# Records for this exercise
▼

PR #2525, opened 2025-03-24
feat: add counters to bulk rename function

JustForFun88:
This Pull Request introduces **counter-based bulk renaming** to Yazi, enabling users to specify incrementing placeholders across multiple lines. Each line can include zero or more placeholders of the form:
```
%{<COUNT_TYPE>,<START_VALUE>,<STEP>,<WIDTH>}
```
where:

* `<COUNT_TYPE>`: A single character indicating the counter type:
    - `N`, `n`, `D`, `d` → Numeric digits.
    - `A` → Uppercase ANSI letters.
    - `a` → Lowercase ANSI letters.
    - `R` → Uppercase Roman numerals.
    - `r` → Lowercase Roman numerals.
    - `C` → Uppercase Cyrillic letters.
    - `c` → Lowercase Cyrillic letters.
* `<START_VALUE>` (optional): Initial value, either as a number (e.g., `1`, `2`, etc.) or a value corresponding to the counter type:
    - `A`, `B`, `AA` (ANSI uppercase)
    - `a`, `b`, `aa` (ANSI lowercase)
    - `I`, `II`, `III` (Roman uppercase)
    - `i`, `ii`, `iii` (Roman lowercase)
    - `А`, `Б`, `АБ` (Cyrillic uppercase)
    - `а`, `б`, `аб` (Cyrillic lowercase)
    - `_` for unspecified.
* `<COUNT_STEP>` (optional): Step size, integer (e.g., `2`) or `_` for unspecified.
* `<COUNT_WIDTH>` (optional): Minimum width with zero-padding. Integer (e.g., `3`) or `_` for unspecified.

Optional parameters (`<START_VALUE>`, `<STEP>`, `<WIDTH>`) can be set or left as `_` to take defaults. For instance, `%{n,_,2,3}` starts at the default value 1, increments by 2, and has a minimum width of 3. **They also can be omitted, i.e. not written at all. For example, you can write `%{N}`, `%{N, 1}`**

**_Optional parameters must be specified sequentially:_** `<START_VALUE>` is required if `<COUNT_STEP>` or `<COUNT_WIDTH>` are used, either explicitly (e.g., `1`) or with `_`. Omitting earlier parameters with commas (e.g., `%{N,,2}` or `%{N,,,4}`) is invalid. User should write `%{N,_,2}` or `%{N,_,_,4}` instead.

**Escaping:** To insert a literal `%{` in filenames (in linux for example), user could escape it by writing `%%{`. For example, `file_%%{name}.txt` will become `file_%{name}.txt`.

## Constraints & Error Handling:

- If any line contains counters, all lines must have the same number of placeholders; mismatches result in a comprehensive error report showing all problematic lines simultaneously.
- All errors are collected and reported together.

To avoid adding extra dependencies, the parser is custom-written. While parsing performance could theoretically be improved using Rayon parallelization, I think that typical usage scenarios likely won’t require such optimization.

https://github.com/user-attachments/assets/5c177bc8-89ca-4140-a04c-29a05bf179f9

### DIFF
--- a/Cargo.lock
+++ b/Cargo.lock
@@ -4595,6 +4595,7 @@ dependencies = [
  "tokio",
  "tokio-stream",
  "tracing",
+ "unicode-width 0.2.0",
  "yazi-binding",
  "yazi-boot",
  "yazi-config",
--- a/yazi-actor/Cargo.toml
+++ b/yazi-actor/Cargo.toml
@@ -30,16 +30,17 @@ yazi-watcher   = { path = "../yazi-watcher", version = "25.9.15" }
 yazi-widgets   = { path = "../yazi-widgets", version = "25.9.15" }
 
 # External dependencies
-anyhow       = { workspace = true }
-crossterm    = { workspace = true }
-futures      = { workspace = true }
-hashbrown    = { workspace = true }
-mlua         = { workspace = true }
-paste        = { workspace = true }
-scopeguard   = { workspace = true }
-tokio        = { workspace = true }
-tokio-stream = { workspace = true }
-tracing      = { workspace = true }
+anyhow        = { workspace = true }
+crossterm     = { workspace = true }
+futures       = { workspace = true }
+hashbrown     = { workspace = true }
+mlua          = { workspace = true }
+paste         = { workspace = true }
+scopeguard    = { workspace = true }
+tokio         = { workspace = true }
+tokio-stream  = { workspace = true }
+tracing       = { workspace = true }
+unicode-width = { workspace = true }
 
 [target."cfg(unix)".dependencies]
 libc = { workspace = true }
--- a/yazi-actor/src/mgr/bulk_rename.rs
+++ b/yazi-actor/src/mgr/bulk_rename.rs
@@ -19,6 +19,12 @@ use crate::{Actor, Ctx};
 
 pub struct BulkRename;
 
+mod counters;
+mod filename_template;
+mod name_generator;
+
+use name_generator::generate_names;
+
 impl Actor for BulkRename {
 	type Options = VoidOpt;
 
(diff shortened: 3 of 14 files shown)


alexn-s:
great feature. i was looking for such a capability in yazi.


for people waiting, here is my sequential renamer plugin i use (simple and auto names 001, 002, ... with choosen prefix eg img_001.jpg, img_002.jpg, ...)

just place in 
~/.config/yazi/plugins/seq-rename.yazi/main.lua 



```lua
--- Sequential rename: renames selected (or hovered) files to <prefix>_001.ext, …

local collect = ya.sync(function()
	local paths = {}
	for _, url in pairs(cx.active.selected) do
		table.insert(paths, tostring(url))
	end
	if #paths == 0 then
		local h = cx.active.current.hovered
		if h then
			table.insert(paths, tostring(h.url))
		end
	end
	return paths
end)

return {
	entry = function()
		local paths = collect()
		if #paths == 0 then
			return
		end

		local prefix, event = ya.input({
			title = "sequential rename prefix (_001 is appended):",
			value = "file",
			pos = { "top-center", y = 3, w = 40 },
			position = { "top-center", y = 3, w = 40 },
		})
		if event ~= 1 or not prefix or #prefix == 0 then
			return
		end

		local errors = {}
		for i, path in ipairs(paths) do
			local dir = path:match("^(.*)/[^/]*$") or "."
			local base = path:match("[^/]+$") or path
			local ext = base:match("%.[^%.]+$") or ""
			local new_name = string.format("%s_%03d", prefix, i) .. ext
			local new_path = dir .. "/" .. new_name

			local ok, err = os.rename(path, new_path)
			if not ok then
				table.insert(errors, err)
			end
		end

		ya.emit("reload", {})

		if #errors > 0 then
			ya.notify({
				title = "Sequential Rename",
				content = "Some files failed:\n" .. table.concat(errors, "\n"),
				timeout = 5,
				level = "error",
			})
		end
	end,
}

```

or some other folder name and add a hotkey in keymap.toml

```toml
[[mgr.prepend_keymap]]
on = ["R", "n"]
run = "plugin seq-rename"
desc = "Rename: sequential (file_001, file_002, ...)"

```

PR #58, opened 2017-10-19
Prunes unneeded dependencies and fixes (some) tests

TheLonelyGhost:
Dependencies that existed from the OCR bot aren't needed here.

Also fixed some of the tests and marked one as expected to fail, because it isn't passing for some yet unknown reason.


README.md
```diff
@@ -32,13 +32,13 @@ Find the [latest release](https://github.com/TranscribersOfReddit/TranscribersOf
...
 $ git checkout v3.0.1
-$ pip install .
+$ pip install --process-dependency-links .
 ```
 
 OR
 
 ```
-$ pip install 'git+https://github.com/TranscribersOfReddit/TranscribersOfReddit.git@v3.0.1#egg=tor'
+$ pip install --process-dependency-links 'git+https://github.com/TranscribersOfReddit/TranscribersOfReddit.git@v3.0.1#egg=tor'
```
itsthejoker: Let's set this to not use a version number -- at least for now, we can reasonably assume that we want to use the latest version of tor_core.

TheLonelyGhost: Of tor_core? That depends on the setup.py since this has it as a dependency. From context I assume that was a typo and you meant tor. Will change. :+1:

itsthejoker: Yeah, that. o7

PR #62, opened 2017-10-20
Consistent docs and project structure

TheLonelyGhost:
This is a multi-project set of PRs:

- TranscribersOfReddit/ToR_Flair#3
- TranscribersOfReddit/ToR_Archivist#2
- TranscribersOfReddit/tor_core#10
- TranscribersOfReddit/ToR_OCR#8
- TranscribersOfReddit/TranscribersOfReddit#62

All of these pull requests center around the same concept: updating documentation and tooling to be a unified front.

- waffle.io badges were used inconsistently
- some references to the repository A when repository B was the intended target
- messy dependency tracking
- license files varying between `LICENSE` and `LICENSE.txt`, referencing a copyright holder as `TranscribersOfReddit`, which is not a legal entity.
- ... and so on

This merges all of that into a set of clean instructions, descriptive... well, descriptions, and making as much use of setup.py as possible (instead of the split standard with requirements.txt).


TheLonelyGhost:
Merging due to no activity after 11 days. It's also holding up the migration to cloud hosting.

▲

# Activity
Extract the lines above, from the first one through the one containing "set or left", and return only those, unchanged.

# Your solution
PR #2525, opened 2025-03-24
feat: add counters to bulk rename function

JustForFun88:
This Pull Request introduces **counter-based bulk renaming** to Yazi, enabling users to specify incrementing placeholders across multiple lines. Each line can include zero or more placeholders of the form:
```
%{<COUNT_TYPE>,<START_VALUE>,<STEP>,<WIDTH>}
```
where:

* `<COUNT_TYPE>`: A single character indicating the counter type:
    - `N`, `n`, `D`, `d` → Numeric digits.
    - `A` → Uppercase ANSI letters.
    - `a` → Lowercase ANSI letters.
    - `R` → Uppercase Roman numerals.
    - `r` → Lowercase Roman numerals.
    - `C` → Uppercase Cyrillic letters.
    - `c` → Lowercase Cyrillic letters.
* `<START_VALUE>` (optional): Initial value, either as a number (e.g., `1`, `2`, etc.) or a value corresponding to the counter type:
    - `A`, `B`, `AA` (ANSI uppercase)
    - `a`, `b`, `aa` (ANSI lowercase)
    - `I`, `II`, `III` (Roman uppercase)
    - `i`, `ii`, `iii` (Roman lowercase)
    - `А`, `Б`, `АБ` (Cyrillic uppercase)
    - `а`, `б`, `аб` (Cyrillic lowercase)
    - `_` for unspecified.
* `<COUNT_STEP>` (optional): Step size, integer (e.g., `2`) or `_` for unspecified.
* `<COUNT_WIDTH>` (optional): Minimum width with zero-padding. Integer (e.g., `3`) or `_` for unspecified.

Optional parameters (`<START_VALUE>`, `<STEP>`, `<WIDTH>`) can be set or left as `_` to take defaults. For instance, `%{n,_,2,3}` starts at the default value 1, increments by 2, and has a minimum width of 3. **They also can be omitted, i.e. not written at all. For example, you can write `%{N}`, `%{N, 1}`**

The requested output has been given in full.